Ask HN: What to do if someone posts something illegal to a SaaS you run? - throwaway2016a
There is all this talk about starting a Facebook competitor by a particular high profile angel investor and others. But what about content moderation on these sites?<p>What do you do if someone posts something illegal (say abuse images) to your site?<p>What about if someone threatens violence?<p>My instinct would be to hide (but keep) the content, immediately preserve any logs, then call the FBI.<p>But what if someone makes a threat or posts something illegal and you don&#x27;t catch it because your content filters are not as advanced as Facebook and YouTube? Heck, Facebook and Youtube miss things all the time.<p>Fake news?<p>What are your liabilities as a site operator?<p>It seems to me that aside from the obvious problems of needing critical mass to take advantage of the network effect and the privacy and security requirements there are a lot of hidden liabilities for running such a site.
======
bradknowles
First things first — IANAL.

What I can tell you is that a lot depends on where you are located and who
your regulators are.

For example, in Belgium, the police have pretty broad powers to come in and
just seize stuff, and you are criminally liable for anything that gets onto
your servers, regardless of how that happened.
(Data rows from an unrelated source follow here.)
PR #2414, opened 2026-07-30
ExplainThis PBT

Negabinary:
PBT to check ExplainThis does not crash

### DIFF
--- a/test/Test_ExplainThis.re
+++ b/test/Test_ExplainThis.re
@@ -1,0 +1,46 @@
+open Language;
+
+/* Property-based test ensuring ExplainThis never raises while producing
+   documentation for any sub-term of an expression. The documentation for
+   each form substitutes term ids into its explanation string via a format,
+   so a mismatch between the number of `%s` placeholders and the number of
+   supplied arguments crashes at runtime. This test guards against that. */
+
+let globals = Web.Globals.Model.init(~settings=Web.Settings.Model.init, ());
+let docs = Web.ExplainThisModel.init;
+
+let statics = term =>
+  fst(Statics.mk(CoreSettings.on, Builtins.ctx_init(Some(Operators.default_mode)), term));
+
+let qcheck_explainthis_does_not_crash =
+  QCheck.Test.make(
+    ~name="ExplainThis.get_doc does not crash",
+    ~count=1000,
+    QCheck_Util.arb_exp(~minimal_idents=true, 12),
+    exp => {
+    /* Statics failures are out of scope; we only assert that ExplainThis
+       itself does not raise for any sub-term it is asked to document. */
+    switch (statics(exp)) {
+    | exception _ => true
+    | info_map =>
+      Id.Map.iter(
+        (_id, info: Info.t) => {
+          let _ =
+            Web.ExplainThis.get_doc(
+              ~globals,
+              ~docs,
+              Some(info),
+              Web.ExplainThis.Colorings,
+            );
+          ();
+        },
+        info_map,
+      );
+      true;
+    }
+  });
+
+let tests = (
+  "ExplainThis",
+  [QCheck_alcotest.to_alcotest(qcheck_explainthis_does_not_crash)],
+);
--- a/test/haz3ltest.re
+++ b/test/haz3ltest.re
@@ -67,7 +67,8 @@ let (suite, _) =
     @ [Test_GradingReport.tests]
     @ [Test_Derivation.tests]
     @ Test_DerivationCase.tests
-    @ Test_PromptFactory.tests,
+    @ Test_PromptFactory.tests
+    @ [Test_ExplainThis.tests],
   );
 Junit.to_file(Junit.make([suite]), "junit_tests.xml");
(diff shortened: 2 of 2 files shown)


test/Test_ExplainThis.re
```diff
@@ -0,0 +1,72 @@
...
+   documentation for any sub-term of an expression. The documentation for
+   each form substitutes term ids into its explanation string via a format,
+   so a mismatch between the number of `%s` placeholders and the number of
+   supplied arguments crashes at runtime. This test guards against that. */
+
+let globals = Web.Globals.Model.init();
+let docs = Web.ExplainThisModel.init;
+
+/* Generates core expressions that exercise the derivation/proof ExplainThis
+   forms (Theorem, ProofObject) in addition to ordinary expressions. The base
```
cyrus-: you mentioned this is no longer the case

test/Test_ExplainThis.re
```diff
@@ -0,0 +1,69 @@
...
+open Language;
+open MenhirParser;
+
+/* Property-based test ensuring ExplainThis never raises while producing
+   documentation for any sub-term of an expression. The documentation for
+   each form substitutes term ids into its explanation string via a format,
+   so a mismatch between the number of `%s` placeholders and the number of
+   supplied arguments crashes at runtime. This test guards against that. */
+
+let globals = Web.Globals.Model.init();
```
7h3kk1d: Mostly an aside but the whole HazelDB test configuration that this is "loading" from is sketchy to me. I would kind of rather we just specify `default` here or just Settings.init directly.

test/Test_ExplainThis.re
```diff
@@ -0,0 +1,69 @@
...
+let docs = Web.ExplainThisModel.init;
+
+let arb_drv_exp = (~minimal_idents, size) => {
```
7h3kk1d: Not sure what the drv stands for here. I think this can just use `QCheck_Util.arb_exp` which also has shrinking.

test/Test_ExplainThis.re
```diff
@@ -0,0 +1,69 @@
...
+      |> Printer.of_segment(~holes="?", _)
+    ) {
+    | s => s
+    | exception _ => "<unprintable expression>"
+    };
+  QCheck.make(~print=show, map(to_core, base));
+};
+
+let statics = term =>
+  fst(Statics.mk(CoreSettings.on, Builtins.ctx_init(Some(Int)), term));
```
7h3kk1d: Probably use Operators.default_mode

test/Test_ExplainThis.re
```diff
@@ -0,0 +1,69 @@
...
+
+let qcheck_explainthis_does_not_crash =
+  QCheck.Test.make(
+    ~name="ExplainThis does not crash",
```
7h3kk1d:
```suggestion
    ~name="ExplainThis.get_doc does not crash",
```

7h3kk1d (changes requested):
Left a few comments that should probably be addressed before merge.

On the actual purpose of the PR I'm curious if this is mostly aiming to address the format string issue or if there's a litany of unsafe things we're trying to catch. The generator is not exhaustive and I'm not sure what the chances are of hitting certain edge cases. Also enumerating every subterm for every generated expression is going to take a bit of time. It's a easy test though so it makes sense before we have a better story here.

Now, the police generally are
smart enough to ask for your assistance in catching the real criminals who
uploaded the illegal content and they would rather work with you than against
you. But make no mistake, they will turn around and haul your ass down to jail
in a heartbeat, if they think you are complicit.

------
fiiv
I think fake news are a separate category than (threats of) violence and kiddy
porn. If for one of those types of things you immediately notify the relevant
authorities that is the most important thing and I doubt there would be any
liabilities.

------
parvenu74
In general, involving legal counsel as soon as possible is the best option.
The worst possible scenario is for it be proven that you knew about something
and didn't take steps to deal with it in a timely manner.